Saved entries
· · · · ·

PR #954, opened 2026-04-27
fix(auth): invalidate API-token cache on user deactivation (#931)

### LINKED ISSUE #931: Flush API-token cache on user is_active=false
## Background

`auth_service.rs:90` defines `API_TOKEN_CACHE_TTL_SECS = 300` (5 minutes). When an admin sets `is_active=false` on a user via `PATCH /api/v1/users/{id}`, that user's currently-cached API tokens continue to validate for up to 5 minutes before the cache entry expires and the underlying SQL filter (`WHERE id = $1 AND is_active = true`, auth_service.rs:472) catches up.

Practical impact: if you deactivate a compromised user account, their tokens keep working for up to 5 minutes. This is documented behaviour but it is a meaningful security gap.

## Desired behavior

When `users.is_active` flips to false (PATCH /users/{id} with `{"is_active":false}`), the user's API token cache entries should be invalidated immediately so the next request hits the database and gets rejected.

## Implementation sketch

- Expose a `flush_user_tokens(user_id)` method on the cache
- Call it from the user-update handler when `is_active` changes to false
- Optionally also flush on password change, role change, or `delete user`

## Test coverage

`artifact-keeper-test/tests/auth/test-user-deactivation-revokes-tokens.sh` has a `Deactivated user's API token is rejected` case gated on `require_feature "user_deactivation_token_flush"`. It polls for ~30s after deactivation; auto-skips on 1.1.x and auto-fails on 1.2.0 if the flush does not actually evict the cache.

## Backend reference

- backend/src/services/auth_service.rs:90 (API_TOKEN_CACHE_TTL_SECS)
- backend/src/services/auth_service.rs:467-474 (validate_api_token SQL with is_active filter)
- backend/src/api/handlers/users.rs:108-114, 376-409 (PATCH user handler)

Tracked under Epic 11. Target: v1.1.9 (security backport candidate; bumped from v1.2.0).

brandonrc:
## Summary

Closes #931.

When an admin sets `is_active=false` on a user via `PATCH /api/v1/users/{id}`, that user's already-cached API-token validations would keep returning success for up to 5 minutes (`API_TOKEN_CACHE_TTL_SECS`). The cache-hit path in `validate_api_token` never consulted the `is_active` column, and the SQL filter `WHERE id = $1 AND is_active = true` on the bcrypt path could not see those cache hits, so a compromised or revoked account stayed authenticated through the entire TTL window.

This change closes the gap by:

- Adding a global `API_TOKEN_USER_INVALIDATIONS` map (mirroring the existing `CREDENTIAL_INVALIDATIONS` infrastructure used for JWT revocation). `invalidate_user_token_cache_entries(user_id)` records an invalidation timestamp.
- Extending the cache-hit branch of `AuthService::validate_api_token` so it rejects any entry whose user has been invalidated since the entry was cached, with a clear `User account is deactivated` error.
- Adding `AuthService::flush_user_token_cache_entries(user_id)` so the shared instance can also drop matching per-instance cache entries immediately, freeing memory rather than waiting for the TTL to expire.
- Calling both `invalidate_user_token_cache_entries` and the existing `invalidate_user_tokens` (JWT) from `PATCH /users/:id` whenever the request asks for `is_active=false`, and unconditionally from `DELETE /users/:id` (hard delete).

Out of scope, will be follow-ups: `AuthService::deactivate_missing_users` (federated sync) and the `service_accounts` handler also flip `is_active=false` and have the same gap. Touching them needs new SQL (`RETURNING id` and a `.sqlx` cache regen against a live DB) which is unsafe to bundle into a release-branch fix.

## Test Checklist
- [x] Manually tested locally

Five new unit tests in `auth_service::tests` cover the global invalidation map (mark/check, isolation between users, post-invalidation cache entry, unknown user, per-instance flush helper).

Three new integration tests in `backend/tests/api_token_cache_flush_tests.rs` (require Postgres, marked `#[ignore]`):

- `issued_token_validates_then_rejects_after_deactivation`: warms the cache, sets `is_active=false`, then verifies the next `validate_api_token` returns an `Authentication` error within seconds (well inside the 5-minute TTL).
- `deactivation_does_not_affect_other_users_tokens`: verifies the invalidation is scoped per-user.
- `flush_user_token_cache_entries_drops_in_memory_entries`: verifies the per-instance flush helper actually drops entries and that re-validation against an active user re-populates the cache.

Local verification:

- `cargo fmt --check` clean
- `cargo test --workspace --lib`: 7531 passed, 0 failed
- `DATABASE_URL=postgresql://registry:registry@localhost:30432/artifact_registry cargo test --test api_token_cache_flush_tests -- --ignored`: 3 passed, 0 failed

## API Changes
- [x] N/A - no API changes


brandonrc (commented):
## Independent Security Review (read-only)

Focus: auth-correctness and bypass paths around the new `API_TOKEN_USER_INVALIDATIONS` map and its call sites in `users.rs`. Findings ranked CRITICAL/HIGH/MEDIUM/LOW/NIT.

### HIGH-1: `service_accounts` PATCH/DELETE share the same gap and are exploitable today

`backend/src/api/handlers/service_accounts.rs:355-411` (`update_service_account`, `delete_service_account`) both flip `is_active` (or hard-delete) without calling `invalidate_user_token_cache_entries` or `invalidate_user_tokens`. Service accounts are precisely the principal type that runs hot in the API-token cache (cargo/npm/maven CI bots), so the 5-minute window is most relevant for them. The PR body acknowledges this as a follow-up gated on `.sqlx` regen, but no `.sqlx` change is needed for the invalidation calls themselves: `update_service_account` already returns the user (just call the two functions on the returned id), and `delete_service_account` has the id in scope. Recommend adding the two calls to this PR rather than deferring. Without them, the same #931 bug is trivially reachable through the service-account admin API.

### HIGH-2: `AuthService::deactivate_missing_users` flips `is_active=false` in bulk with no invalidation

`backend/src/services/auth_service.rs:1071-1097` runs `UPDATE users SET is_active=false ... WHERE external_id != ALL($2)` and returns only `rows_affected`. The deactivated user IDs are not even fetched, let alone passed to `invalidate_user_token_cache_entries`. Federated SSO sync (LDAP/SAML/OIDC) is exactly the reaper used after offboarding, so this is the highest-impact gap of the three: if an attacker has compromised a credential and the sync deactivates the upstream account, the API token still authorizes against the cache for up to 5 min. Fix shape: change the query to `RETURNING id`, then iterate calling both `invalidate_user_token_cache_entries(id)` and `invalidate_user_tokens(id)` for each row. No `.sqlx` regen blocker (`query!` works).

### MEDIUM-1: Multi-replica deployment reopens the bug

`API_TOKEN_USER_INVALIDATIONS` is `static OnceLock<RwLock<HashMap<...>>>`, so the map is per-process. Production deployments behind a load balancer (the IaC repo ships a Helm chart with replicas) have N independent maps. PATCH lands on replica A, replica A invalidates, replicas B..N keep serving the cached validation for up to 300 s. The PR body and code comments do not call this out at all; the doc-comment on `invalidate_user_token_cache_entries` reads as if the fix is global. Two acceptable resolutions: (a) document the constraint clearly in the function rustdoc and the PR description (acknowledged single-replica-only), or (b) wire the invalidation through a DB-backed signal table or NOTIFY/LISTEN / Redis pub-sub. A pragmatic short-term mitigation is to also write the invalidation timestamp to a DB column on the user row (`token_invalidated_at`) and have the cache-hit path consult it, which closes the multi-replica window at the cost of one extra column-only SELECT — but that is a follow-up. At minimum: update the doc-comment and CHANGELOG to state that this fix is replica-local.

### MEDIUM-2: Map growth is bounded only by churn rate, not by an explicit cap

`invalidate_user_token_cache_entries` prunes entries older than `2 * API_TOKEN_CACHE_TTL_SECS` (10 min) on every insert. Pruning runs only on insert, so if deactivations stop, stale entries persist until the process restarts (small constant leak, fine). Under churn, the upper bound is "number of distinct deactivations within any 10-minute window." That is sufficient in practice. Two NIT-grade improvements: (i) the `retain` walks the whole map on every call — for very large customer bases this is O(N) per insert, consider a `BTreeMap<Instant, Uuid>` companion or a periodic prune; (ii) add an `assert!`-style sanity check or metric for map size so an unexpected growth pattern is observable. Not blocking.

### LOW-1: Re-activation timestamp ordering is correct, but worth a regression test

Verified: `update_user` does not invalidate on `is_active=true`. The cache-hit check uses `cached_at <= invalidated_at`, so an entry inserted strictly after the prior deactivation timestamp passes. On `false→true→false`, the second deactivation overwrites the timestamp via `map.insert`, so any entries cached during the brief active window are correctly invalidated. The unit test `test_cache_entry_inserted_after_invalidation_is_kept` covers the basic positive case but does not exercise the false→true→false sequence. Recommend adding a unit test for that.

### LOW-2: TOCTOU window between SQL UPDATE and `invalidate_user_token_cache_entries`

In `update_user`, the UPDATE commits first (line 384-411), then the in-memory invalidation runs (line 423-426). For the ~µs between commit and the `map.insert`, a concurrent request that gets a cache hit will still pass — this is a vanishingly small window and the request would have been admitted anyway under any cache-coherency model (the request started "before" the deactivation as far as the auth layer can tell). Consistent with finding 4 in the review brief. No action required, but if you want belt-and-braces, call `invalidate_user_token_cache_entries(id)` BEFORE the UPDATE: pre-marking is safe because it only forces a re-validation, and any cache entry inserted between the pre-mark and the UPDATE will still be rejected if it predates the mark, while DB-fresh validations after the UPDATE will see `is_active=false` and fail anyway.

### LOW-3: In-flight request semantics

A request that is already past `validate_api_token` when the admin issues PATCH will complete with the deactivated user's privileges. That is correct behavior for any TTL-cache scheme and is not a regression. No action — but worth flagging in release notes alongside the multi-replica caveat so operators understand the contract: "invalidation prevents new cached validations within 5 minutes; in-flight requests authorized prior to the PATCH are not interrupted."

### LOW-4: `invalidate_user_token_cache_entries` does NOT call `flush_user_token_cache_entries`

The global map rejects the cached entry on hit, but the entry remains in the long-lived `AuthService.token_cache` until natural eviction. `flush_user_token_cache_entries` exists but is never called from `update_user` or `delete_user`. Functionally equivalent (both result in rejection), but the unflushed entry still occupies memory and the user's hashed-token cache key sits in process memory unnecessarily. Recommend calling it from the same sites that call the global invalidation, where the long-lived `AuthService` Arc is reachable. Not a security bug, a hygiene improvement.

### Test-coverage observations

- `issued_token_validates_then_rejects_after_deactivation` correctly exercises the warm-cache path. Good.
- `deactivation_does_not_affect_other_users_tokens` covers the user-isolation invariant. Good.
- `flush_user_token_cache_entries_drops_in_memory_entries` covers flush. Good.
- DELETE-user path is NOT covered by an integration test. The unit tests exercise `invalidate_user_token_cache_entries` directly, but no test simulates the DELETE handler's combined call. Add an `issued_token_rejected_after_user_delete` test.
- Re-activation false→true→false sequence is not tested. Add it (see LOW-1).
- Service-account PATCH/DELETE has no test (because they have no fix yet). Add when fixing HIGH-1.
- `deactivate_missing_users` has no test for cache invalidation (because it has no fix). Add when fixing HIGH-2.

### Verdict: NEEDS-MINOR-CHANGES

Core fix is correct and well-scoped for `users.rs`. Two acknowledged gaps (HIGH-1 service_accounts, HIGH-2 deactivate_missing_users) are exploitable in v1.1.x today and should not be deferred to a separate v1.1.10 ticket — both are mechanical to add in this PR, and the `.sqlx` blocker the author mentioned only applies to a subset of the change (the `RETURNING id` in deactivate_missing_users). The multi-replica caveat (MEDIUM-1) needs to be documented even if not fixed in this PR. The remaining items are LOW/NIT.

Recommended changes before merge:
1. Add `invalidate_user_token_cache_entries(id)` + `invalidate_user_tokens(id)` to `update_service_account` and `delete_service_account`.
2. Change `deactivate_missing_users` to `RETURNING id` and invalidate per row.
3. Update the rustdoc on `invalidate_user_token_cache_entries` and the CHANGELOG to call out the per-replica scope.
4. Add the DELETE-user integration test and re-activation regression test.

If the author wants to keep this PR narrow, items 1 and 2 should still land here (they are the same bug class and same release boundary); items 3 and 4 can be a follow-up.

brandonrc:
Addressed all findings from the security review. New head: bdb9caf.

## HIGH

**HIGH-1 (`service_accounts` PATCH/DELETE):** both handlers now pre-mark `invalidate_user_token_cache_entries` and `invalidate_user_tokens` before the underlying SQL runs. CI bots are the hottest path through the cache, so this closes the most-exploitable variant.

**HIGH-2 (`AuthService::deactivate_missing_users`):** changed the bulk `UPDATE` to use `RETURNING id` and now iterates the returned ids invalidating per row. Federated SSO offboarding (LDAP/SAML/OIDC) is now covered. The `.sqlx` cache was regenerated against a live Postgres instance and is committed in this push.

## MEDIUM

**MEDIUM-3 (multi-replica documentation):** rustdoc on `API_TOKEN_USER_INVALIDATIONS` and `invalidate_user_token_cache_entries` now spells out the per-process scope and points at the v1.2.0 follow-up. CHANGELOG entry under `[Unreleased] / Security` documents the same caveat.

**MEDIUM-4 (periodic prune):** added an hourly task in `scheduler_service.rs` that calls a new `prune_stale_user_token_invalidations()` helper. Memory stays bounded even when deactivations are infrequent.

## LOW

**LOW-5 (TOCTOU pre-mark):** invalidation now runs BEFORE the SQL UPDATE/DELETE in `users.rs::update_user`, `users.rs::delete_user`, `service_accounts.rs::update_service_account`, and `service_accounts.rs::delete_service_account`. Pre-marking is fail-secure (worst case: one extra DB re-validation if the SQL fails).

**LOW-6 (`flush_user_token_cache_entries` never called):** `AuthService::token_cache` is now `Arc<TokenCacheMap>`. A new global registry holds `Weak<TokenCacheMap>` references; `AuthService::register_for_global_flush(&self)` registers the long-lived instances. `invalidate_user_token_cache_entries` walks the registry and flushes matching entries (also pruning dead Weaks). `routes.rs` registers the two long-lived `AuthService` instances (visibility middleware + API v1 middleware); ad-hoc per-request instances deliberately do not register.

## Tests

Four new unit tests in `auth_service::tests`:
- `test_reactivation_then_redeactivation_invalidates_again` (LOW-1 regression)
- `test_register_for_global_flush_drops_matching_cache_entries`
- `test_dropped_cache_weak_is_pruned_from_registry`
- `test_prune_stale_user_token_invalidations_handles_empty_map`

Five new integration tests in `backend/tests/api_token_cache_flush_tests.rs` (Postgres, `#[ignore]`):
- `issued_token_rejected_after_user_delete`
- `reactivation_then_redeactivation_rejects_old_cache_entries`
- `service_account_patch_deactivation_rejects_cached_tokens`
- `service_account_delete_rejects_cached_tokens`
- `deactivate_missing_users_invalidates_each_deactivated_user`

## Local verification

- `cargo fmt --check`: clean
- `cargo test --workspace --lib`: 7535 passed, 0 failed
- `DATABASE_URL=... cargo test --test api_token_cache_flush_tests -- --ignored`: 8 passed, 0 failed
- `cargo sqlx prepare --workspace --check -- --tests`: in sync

· · · · ·

Collect the lines of the data that carry the word "covered".

Reply to the exercise >>
- DELETE-user path is NOT covered by an integration test. The unit tests exercise `invalidate_user_token_cache_entries` directly, but no test simulates the DELETE handler's combined call. Add an `issued_token_rejected_after_user_delete` test.
**HIGH-2 (`AuthService::deactivate_missing_users`):** changed the bulk `UPDATE` to use `RETURNING id` and now iterates the returned ids invalidating per row. Federated SSO offboarding (LDAP/SAML/OIDC) is now covered. The `.sqlx` cache was regenerated against a live Postgres instance and is committed in this push.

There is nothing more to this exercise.